## What is expected
Where the records below reach the line containing "Thanks for your posting this issue.", start transcribing, and end with the line containing "Would you like", exactly and with nothing else added.

## Given records

---*---

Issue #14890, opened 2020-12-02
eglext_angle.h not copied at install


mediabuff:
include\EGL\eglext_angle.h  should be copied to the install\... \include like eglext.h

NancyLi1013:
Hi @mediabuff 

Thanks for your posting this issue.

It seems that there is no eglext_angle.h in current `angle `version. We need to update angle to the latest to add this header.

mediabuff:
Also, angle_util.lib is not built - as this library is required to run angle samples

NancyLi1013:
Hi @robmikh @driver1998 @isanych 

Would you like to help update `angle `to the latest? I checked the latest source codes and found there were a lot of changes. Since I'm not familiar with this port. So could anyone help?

---*---

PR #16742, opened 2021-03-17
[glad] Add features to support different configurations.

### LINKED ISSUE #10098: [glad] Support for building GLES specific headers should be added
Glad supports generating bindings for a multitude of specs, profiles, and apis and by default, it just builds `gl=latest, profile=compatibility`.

---*---

## Worked solution
Thanks for your posting this issue.

It seems that there is no eglext_angle.h in current `angle `version. We need to update angle to the latest to add this header.

mediabuff:
Also, angle_util.lib is not built - as this library is required to run angle samples

NancyLi1013:
Hi @robmikh @driver1998 @isanych 

Would you like to help update `angle `to the latest? I checked the latest source codes and found there were a lot of changes. Since I'm not familiar with this port. So could anyone help?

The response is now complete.